CareerBuilder
- Website type: Job search engine
- Available in: Multilingual
- Headquarters: Guaynabo, Puerto Rico, PR
- Owner: BOLD www.bold.com
- Key people: Doug Jackson (co-CEO), Jamie Freundlich (co-CEO)
- Website: www.careerbuilder.com
- Commercial: Yes
- Registration: Optional
- Launched: 1995

= CareerBuilder =

Employment website

CareerBuilder is an American employment website founded in 1995 that operates in the United States, Europe, and Asia. CareerBuilder provides a job search engine, talent management software, and other recruitment-related services. The company is owned by BOLD Holdings.

==History==
CareerBuilder was founded by Robert J. McGovern in 1995 under the name NetStart Inc.

In 1996, Netstart raised $2 million in investment.

In 1998, NetStart Inc. changed its name to CareerBuilder and raised another $7 million in funding.

In 1999, the company's IPO raised $8 million more than initially forecasted, but was less successful than other Net offerings of the time. In its first day of trading, the company's shares opened at $17.50 and rose as high as $20.00 before closing at $16.00. Microsoft acquired a minority stake in the company in exchange for using the company's database on their own web portal.

In July 2000, the company was purchased in a joint venture by Knight Ridder and Tribune Company for $8 a share. CareerBuilder acquired competitors CareerPath.com and later Headhunter.net which had already acquired CareerMosaic.

In 2001, major newspapers owned by Knight Ridder and the Tribune Company merged their help wanted sections with the online component.

In March 2002, Robert McGovern was replaced as CEO of the company by Robert Montgomery. Gannett purchased a one-third interest in the company for $98.3 million in 2002, adding the CareerBuilder brand to its 90 newspapers nationwide. The company suffered major difficulty because of the dot com crash and nearly went bankrupt.

The McClatchy Company purchased Knight Ridder for $4.5 billion in stock and cash in March 2006. In May 2006, according to two consumer complaints received by the office of Illinois Attorney General, Lisa Madigan, and reports from other states, scam artists have been contacting job hunters through CareerBuilder.com regarding a "Donations Handler" position with an international charity, also known as a pigeon drop: the "handler" accepts checks sent in the mail from Peachtree Corners, Georgia and is required to wire transfer the amount to an international account within 24 hours, but the checks are later discovered to be fraudulent. Victims reported losing between $500 and $2,000 in this scheme.

In 2008, it had the largest market share among online employment websites in the United States. In December 2008, the company announced layoffs affecting approximately 300 employees.

In 2011, CareerBuilder acquired JobsCentral in Singapore and JobScout24 in Germany.

In September 2012, the company acquired Economic Modeling Specialists Intl. (EMSI), an economic modeling software firm based in Moscow, Idaho. EMSI was sold to Strada Education Network in April 2018.

In 2014, CareerBuilder acquired the recruiting technology company Broadbean in the U.K.

In 2016, CareerBuilder and Capella University launched the RightSkill program. The company also expanded into background screening with the acquisition of Aurico and post-hire software with the acquisition of WORKTERRA.

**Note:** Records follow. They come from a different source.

PR #640, opened 2021-03-10
Reducing the error of circles and rounded_rectangles

halzy:
This PR reduces the approximation error when drawing rounded rectangles or circles.

Uses the better approximation found here:
https://spencermortensen.com/articles/bezier-circle/

### DIFF
--- a/path/src/builder.rs
+++ b/path/src/builder.rs
@@ -1069,39 +1069,31 @@ fn add_circle<Builder: PathBuilder>(
         Winding::Negative => -1.0,
     };
 
-    let tan_pi_over_8 = 0.41421356237;
-    let cos_pi_over_4 = 0.70710678118;
-    let d = radius * tan_pi_over_8;
+    let constant = 0.551915024494;
+
+    let d = radius * constant;
 
     builder.begin(center + vector(-radius, 0.0));
 
     let ctrl_0 = center + vector(-radius, -d * dir);
-    let mid_0 = center + vector(-1.0, -dir) * radius * cos_pi_over_4;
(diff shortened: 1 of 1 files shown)


nical:
Hi, thanks for the PR!

My initial reaction is that the arc approximation using two quadratic curves is already quite good and super easy to reason about even though more involved approximations like the one you propose are more precise (the code is simple but the math behind it is not something I'd come up with easily). Have run into issues with the current level of precision?
Unless it is causing issues my preference would be to keep this code as simple as possible over getting the error from 0.03% to 0.02%.

Also, having the arc approximation slightly inflating the circle tends to balance the bézier flattening approximation which is biased the other way around (the error being always on the interior side of the curve). So unless the arc is very large the simple approximation probably (accidentally) gives a better approximation after flattening.

halzy:
Hi, Nical!

I'm building some shapes that end up inside a 3d space, so they can be quite large on screen. When closer to them the rounded corners didn't seem correct so I stacked a circle drawn in 'pie' segments on top of it.

The foreground object is a circle:
https://pasteboard.co/JS1OP55.png

vs the corrected version:
https://pasteboard.co/JS1Pwl0p.png

I was able to 'dial in' a closer approximation with the cubic bezier version by hand and just 'eyeing' it. I looked up the math after the fact. 

You have some good points. It's up to you if you want the changes. :-) 

Thank you for the terrific library!

nical:
Fair enough, it makes a bigger difference in a legit real-world use case than I anticipated, you convinced me. Thanks again!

In June 2017, CareerBuilder was purchased by the private-equity firm Apollo Global Management and the Ontario Teachers’ Pension Plan Board. In September that year, CareerBuilder laid off 120 employees. Irina Novoselsky was appointed as CEO in October 2017, and in July 2021, was replaced as CEO by Sue Arthur from Optum.

In September 2024, Monster.com merged with CareerBuilder, and funds managed by Apollo Global Management became the majority owner of the websites.

On June 24, 2025, CareerBuilder + Monster filed for Chapter 11 bankruptcy protection in an effort to facilitate a sale of its job board operations to JobGet. The company's software services business for federal and state governments are to be sold to Canadian software company Valsoft, while military.com and fastweb.com are to be sold to Canadian media company Valnet. The company listed assets between $50 million and $100 million, and liabilities between $100 million and $500 million.

However, In July/August 2025, BOLD won the final bid of $28.4 M.
The BOLD portfolio features some of the world's most trusted career-focused brands and job search sites, including MyPerfectResume (the largest resume builder platform), FlexJobs (remote jobs site with vetted, scam-free opportunities), Bold.pro (professional identity and networking), LiveCareer (AI resume builder and career guidance), and Zety (resume templates, formats and help).